## Task brief:
From the data that follows, copy every line with the string "fromDiskCache".

Collected data entries:
PR #1601, opened 2017-12-14
feat(Response): add fromDiskCache/fromServiceWorker info

### LINKED ISSUE #1551: Add Response.fromDiskCache/fromServiceWorker for better offline PWA testing
DTP [supports](https://chromedevtools.github.io/devtools-protocol/tot/Network/#type-Response) a `fromDiskCache` and `fromServiceWorker` on the Response object.  It would be useful to expose these props on `Response` so users don't have to hack something together:

```js
page._client.on('Network.responseReceived', result => {
  if (!resp.fromServiceWorker) {
    console.log('Not cached by sw:', result.response.url);
  }
});
```

**Use cases**
1. allow authors to verify a sw is caching the expected assets.
2. allow authors to identify which requests are _not_ being cached by sw. Catch regressions on their offline experience.

I hit number 2 recently. Thought I was caching something that I wasn't:

screen shot 2017-12-07 at 3 40 46 pm

---
I originally approached this similar to the Lighthouse solution: load the PWA, wait for service worker to cache assets, go offline, reload the page and listen for responses that are `!== 200`. 

```js
await page.goto('https://www.chromestatus.com/features', {waitUntil: 'networkidle0'});

await page.evaluate('navigator.serviceWorker.ready'); // wait for sw to become active

await page.setOfflineMode(true); // go offline

page.on('response', resp => {
  if (resp.status !== 200) {
    ...
  }
});

await page.reload({waitUntil: 'networkidle0'});
```

However, this **doesn't work** in Puppeteer. Using Puppeteer, many of the responses will come from the disk cache after the page reload. So, it looks like the responses work offline but they don't!  In Lighthouse, we [disable the disk cache](https://github.com/GoogleChrome/lighthouse/blob/master/lighthouse-core/gather/driver.js#L951-L958) to avoid this issue.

## Answer to the exercise:
feat(Response): add fromDiskCache/fromServiceWorker info
### LINKED ISSUE #1551: Add Response.fromDiskCache/fromServiceWorker for better offline PWA testing
DTP [supports](https://chromedevtools.github.io/devtools-protocol/tot/Network/#type-Response) a `fromDiskCache` and `fromServiceWorker` on the Response object.  It would be useful to expose these props on `Response` so users don't have to hack something together:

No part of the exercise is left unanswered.